Related standard: API 598 Testing — Learn how valves manufactured under API 6D are pressure tested and verified for seat leakage and shell integrity.

API 598 Testing

API 598 defines the inspection and test requirements for gate, globe, ball, check, butterfly, and plug valves. It specifies the procedures for shell (hydrostatic), seat (leakage), and backseat tests, including test pressures, acceptable leakage rates, and test durations. This standard is widely referenced across valve datasheets and purchase orders as it provides a common baseline for factory acceptance testing (FAT).

Understanding API 598 is essential for procurement engineers who need to verify that a valve has been properly tested before it leaves the manufacturing facility. The standard categorizes leakage allowances based on valve type and closure element material — distinguishing between metal-seated and soft-seated designs. Knowing these limits helps engineers set realistic acceptance criteria and reduces the risk of valve failures during commissioning or operation.

Related standard: API 6D Explained — Understand how API 598 testing requirements integrate with API 6D pipeline valve specifications.

ASME B16.34

ASME B16.34 is one of the most fundamental standards in industrial valve engineering, covering flanged, threaded, and welding-end valves. It establishes pressure-temperature (P-T) ratings, allowable materials, marking requirements, and design and production testing criteria. The standard applies to a broad range of valve types and is widely referenced in process piping systems governed by ASME B31.3 and B31.1.

The P-T rating tables in ASME B16.34 are particularly important during valve selection, as they define the maximum allowable working pressure for a given material group at specific temperatures. Engineers must verify that the selected valve’s material group and pressure class meet or exceed the process conditions. The standard also specifies minimum wall thickness requirements and design proof testing procedures to ensure structural integrity.

Related standard: API 600 — Explore how API 600 gate valve designs align with ASME B16.34 pressure-temperature ratings and material requirements.

PED 2014/68/EU

The Pressure Equipment Directive (PED) 2014/68/EU is the European Union’s regulatory framework governing the design, manufacture, and conformity assessment of pressure equipment, including industrial valves, intended for use in fluids at pressures exceeding 0.5 bar. Compliance with the PED is mandatory for placing pressure equipment on the EU market and is indicated by the CE marking affixed to qualifying products.

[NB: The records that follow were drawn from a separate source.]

PR #2277, opened 2022-07-21
Added uWebSockets adapter

romanzy-1612:
Adapter for [uWebSockets.js](https://github.com/uNetworking/uWebSockets.js)

Everything works, except the res object in the context (see notes in adapter code). Also, there are some questions in code regarding potential issues/weirdness.

BTW, need a better name for registration function. Currently its `registerTRPCasUWebSocketsEndpoint` 🥴

### DIFF
--- a/packages/server/package.json
+++ b/packages/server/package.json
@@ -66,6 +66,7 @@
     "node-fetch": "^2.6.1",
     "superstruct": "^0.15.2",
     "typescript": "4.4.4",
+    "uWebSockets.js": "uNetworking/uWebSockets.js#v20.10.0",
     "ws": "^8.0.0",
     "yup": "^0.32.8",
     "zod": "^3.0.0"
--- a/packages/server/src/adapters/uWebSockets.ts
+++ b/packages/server/src/adapters/uWebSockets.ts
@@ -3,13 +3,12 @@ import { TRPCError } from '../TRPCError';
 import { HTTPRequest } from '../http/internals/types';
 import { resolveHTTPResponse } from '../http/resolveHTTPResponse';
 import { AnyRouter, inferRouterContext } from '../router';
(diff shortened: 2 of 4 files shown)


jlalmes:
Thanks for the PR @romanzy-1612!

I think this adapter should probably be released as it's own package (something like `trpc-uwebsockets`) so that the tRPC team aren't left to maintain. You're probably already aware, but we support already supports native WebSockets out of the box.

I've never actually seen [`uWebSockets.js`](https://github.com/uNetworking/uWebSockets.js) before, it seems to be a super impressive node WebSocket implementation from the performance benchmarks.

KATT (changes requested):
Hey! Thank you so much for your contribution!

We aren't currently accepting big changes into the `main` branch as we're hard at work with the `next`-branch (new major coming soon! 🥳)

Unfortunately, we haven't _properly_ fixed the support for subscriptions on the next major yet (#2114), but contributions are welcome.

Feel free to change your suggested changes `main` to `next` and we'll happily take a look at it. 

Furthermore:

1. Close this PR


KATT:
Also, I'm not sure if we want to support more adapters, we have one for `ws` that works, but you could release a `trpc-uwebsockets` package? Is there any internals that you need to access?

romanzy-1612:
Only internals needed are types, which can be easily imported. As per your suggestions, I have published it as [trpc-uwebsockets](https://www.npmjs.com/package/trpc-uwebsockets). Only 2 new files are added, and they should be independent from the rest of the code.

uWebsockets, despite its name, is also a really good HTTP server with scalable pub-sub. Static file and SSL performance is phenomenal. It is not very popular because it exposes a much lower level API then express. But with tRPC it is easy to use!

KATT:
Nice! Add it to the awesome trpc collection in `/www` ☺ 🙏 ♥

PR #2286, opened 2022-07-21
docs: rewrite docs for type inference

juliusmarminge:
Referencing this comment on a pull request on trpc/zart:
https://github.com/trpc/zart/pull/24#discussion_r926082681

We should probably rewrite the inferance-helper section as well. I began drafting this out but quickly realized I didn't have enough knowledge of how this new way worked and how to document this so I think I'l leave it to someone else to pick up on, or if you can point some stuff out that I can continue upon.


www/docs/server/infer-types.md
```diff
@@ -15,81 +15,37 @@ It is often useful to wrap functionality of your `@trpc/client` or `@trpc/react`
 - `inferProcedureInput<TProcedure>`
 - `inferSubscriptionOutput<TRouter, TPath>`
```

The PED classifies equipment into risk categories (I through IV) based on the type of fluid, pressure, and volume. Valves in higher risk categories require third-party conformity assessment by a Notified Body, while lower-risk categories may allow manufacturer self-certification. For valve manufacturers and end users operating in Europe, understanding the PED is critical not only for market access but also for ensuring that equipment meets stringent safety and design standards. The directive also mandates appropriate material traceability, which connects closely with EN 10204 material certification requirements.

Related standard: EN 10204 3.1 Certification — Discover how EN 10204 3.1 material certificates support PED compliance and CE marking documentation.

EN 10204 3.1 Certification

EN 10204 is the European standard that defines the types of inspection documents provided by manufacturers for metallic products, including the materials used in valve bodies, bonnets, and trim. The most commonly specified document in industrial valve procurement is the 3.1 certificate — a material test report (MTR) issued by the manufacturer’s authorized inspection representative, confirming that the supplied material complies with the specified order requirements.

The distinction between a 2.2 test report (non-specific inspection), a 3.1 certificate (specific inspection by manufacturer’s representative), and a 3.2 certificate (inspection by an independent third party or the purchaser) is critically important for traceability and compliance. In high-integrity applications — such as subsea, cryogenic, or nuclear service — 3.1 or 3.2 certification may be contractually mandatory. Procurement teams should clearly specify the required certificate type in the material requisition to avoid costly documentation rework after delivery.